Try it
Read the listing below. Then repeat it exactly.

-=-=-=-=-

PR #259, opened 2023-11-02
feat: clipboard support for web client

### LINKED ISSUE #107: Initial Clipboard support (textual data)

pacmancoder:
This PR adds clipboard support for IronRDP-web

**Features:**
- Most complete support could be achieved on chromium-based browsers
    - Formats: `text/plain`, `text/html`, `text/png`
    - Clipboard monitoring is implemented via monitoring loop
- Firefox has reduced clipboard support due to browser restrictions:
    - Copy: `text/plain`
    - Paste: `text/plain`, `text/html`, `text/png`
    - Periodic clipboard monitoring is absent, copy/paste actions executed on demand, may introduce input freezes, the there is no known to me way to overcome this (synchronous onPaste event API is used; clipboardWrite action could only be performed as a response to user input)

- Internally, the following `CLIPRDR` formats are handled and converted to/from their MIME counterparts:
    - `CF_UNICODETEXT` <=> `text/plain`
    - `Registered(CF_HTML<HTML Format>)`, `Registered(text/html)`  <=> `text/html`
    - `CF_DIB`, `CF_DIBV5`, `Registered(PNG)`, `Registered(image/png)` <=> `image/png`

Closes #107

Issue: ARC-125


web-client/iron-remote-gui/src/services/wasm-bridge.service.ts
```diff
@@ -182,6 +219,12 @@ export class WasmBridgeService {
         this.canvas = canvas;
     }
 
+    /// Triggered by the browser when local clipboard is updated. Clipbard backend should
```
CBenoit, line 222:
```suggestion
    /// Triggered by the browser when local clipboard is updated. Clipboard backend should
```

pacmancoder:
FYI: I was clippy lints regarding arithmetic side-effects, I'll fix that, other than that PR is ready for the review

crates/ironrdp-cliprdr-format/src/html.rs
```diff
@@ -0,0 +1,141 @@
...
+    replace_placeholder(start_fragment_placeholder_pos, &start_fragment_pos_value);
+    replace_placeholder(end_fragment_placeholder_pos, &end_fragment_pos_value);
+
+    buffer
+}
+
+#[cfg(test)]
+mod test {
+    use super::*;
+}
```
CBenoit, line 141: Leftover

crates/ironrdp-fuzzing/src/oracles/mod.rs
```diff
@@ -118,3 +118,17 @@ pub fn rdp6_decode_bitmap_stream_to_rgb24(input: &BitmapInput<'_>) {
         input.height as usize,
     );
 }
+
+pub fn cliprdr_format(input: &[u8]) {
```
CBenoit, line 122: Did you intend to add a new fuzz target? (Much welcomed.) You may have forgotten to commit it.

web-client/iron-remote-gui/src/iron-remote-gui.svelte
```diff
@@ -26,16 +27,357 @@
 
     let viewerStyle;
     let wrapperStyle;
-    
+
     let wasmService = new WasmBridgeService();
     let publicAPI = new PublicAPI(wasmService);
 
+    // Firefox's clipboard API is very limited, and doesn't reading from the clipboard
```
CBenoit, line 34: Typo:
```suggestion
    // Firefox's clipboard API is very limited, and doesn't support reading from the clipboard
```

crates/ironrdp-web/src/clipboard/mod.rs
```diff
@@ -0,0 +1,565 @@
...
+    RemoteClipboardChanged(Vec<ClipboardFormat>),
+    RemoteDataResponse(FormatDataResponse<'static>),
+
+    FormatListReceived,
+    ForceClipboardUpdate,
+}
+
+/// Clipboard backend implementation for web. This object should be created once per session and
+/// kept alive until session is terminated.
+pub struct WasmCipboard {
```
CBenoit, line 104:
```suggestion
pub struct WasmClipboard {
```

CBenoit (commented):
Truly excellent work!
I appreciate you created a re-usable crate `ironrdp-cliprdr-format` :+1:

crates/ironrdp-cliprdr-format/src/bitmap.rs
```diff
@@ -0,0 +1,663 @@
...
+        if size != Self::FIXED_PART_SIZE {
+            return Err(invalid_message_err!("biSize", "invalid V1 bitmap info header size"));
+        }
+
+        Ok(header)
+    }
+}
+
+/// Header used in `CF_DIBV5` formats, defined as `BITMAPV5HEADER` in
+/// [wingdi](https://learn.microsoft.com/ru-ru/windows/win32/api/wingdi/ns-wingdi-bitmapv5header)
```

-=-=-=-=-

Your response
PR #259, opened 2023-11-02
feat: clipboard support for web client

### LINKED ISSUE #107: Initial Clipboard support (textual data)

pacmancoder:
This PR adds clipboard support for IronRDP-web

**Features:**
- Most complete support could be achieved on chromium-based browsers
    - Formats: `text/plain`, `text/html`, `text/png`
    - Clipboard monitoring is implemented via monitoring loop
- Firefox has reduced clipboard support due to browser restrictions:
    - Copy: `text/plain`
    - Paste: `text/plain`, `text/html`, `text/png`
    - Periodic clipboard monitoring is absent, copy/paste actions executed on demand, may introduce input freezes, the there is no known to me way to overcome this (synchronous onPaste event API is used; clipboardWrite action could only be performed as a response to user input)

- Internally, the following `CLIPRDR` formats are handled and converted to/from their MIME counterparts:
    - `CF_UNICODETEXT` <=> `text/plain`
    - `Registered(CF_HTML<HTML Format>)`, `Registered(text/html)`  <=> `text/html`
    - `CF_DIB`, `CF_DIBV5`, `Registered(PNG)`, `Registered(image/png)` <=> `image/png`

Closes #107

Issue: ARC-125


web-client/iron-remote-gui/src/services/wasm-bridge.service.ts
```diff
@@ -182,6 +219,12 @@ export class WasmBridgeService {
         this.canvas = canvas;
     }
 
+    /// Triggered by the browser when local clipboard is updated. Clipbard backend should
```
CBenoit, line 222:
```suggestion
    /// Triggered by the browser when local clipboard is updated. Clipboard backend should
```

pacmancoder:
FYI: I was clippy lints regarding arithmetic side-effects, I'll fix that, other than that PR is ready for the review

crates/ironrdp-cliprdr-format/src/html.rs
```diff
@@ -0,0 +1,141 @@
...
+    replace_placeholder(start_fragment_placeholder_pos, &start_fragment_pos_value);
+    replace_placeholder(end_fragment_placeholder_pos, &end_fragment_pos_value);
+
+    buffer
+}
+
+#[cfg(test)]
+mod test {
+    use super::*;
+}
```
CBenoit, line 141: Leftover

crates/ironrdp-fuzzing/src/oracles/mod.rs
```diff
@@ -118,3 +118,17 @@ pub fn rdp6_decode_bitmap_stream_to_rgb24(input: &BitmapInput<'_>) {
         input.height as usize,
     );
 }
+
+pub fn cliprdr_format(input: &[u8]) {
```
CBenoit, line 122: Did you intend to add a new fuzz target? (Much welcomed.) You may have forgotten to commit it.

web-client/iron-remote-gui/src/iron-remote-gui.svelte
```diff
@@ -26,16 +27,357 @@
 
     let viewerStyle;
     let wrapperStyle;
-    
+
     let wasmService = new WasmBridgeService();
     let publicAPI = new PublicAPI(wasmService);
 
+    // Firefox's clipboard API is very limited, and doesn't reading from the clipboard
```
CBenoit, line 34: Typo:
```suggestion
    // Firefox's clipboard API is very limited, and doesn't support reading from the clipboard
```

crates/ironrdp-web/src/clipboard/mod.rs
```diff
@@ -0,0 +1,565 @@
...
+    RemoteClipboardChanged(Vec<ClipboardFormat>),
+    RemoteDataResponse(FormatDataResponse<'static>),
+
+    FormatListReceived,
+    ForceClipboardUpdate,
+}
+
+/// Clipboard backend implementation for web. This object should be created once per session and
+/// kept alive until session is terminated.
+pub struct WasmCipboard {
```
CBenoit, line 104:
```suggestion
pub struct WasmClipboard {
```

CBenoit (commented):
Truly excellent work!
I appreciate you created a re-usable crate `ironrdp-cliprdr-format` :+1:

crates/ironrdp-cliprdr-format/src/bitmap.rs
```diff
@@ -0,0 +1,663 @@
...
+        if size != Self::FIXED_PART_SIZE {
+            return Err(invalid_message_err!("biSize", "invalid V1 bitmap info header size"));
+        }
+
+        Ok(header)
+    }
+}
+
+/// Header used in `CF_DIBV5` formats, defined as `BITMAPV5HEADER` in
+/// [wingdi](https://learn.microsoft.com/ru-ru/windows/win32/api/wingdi/ns-wingdi-bitmapv5header)
```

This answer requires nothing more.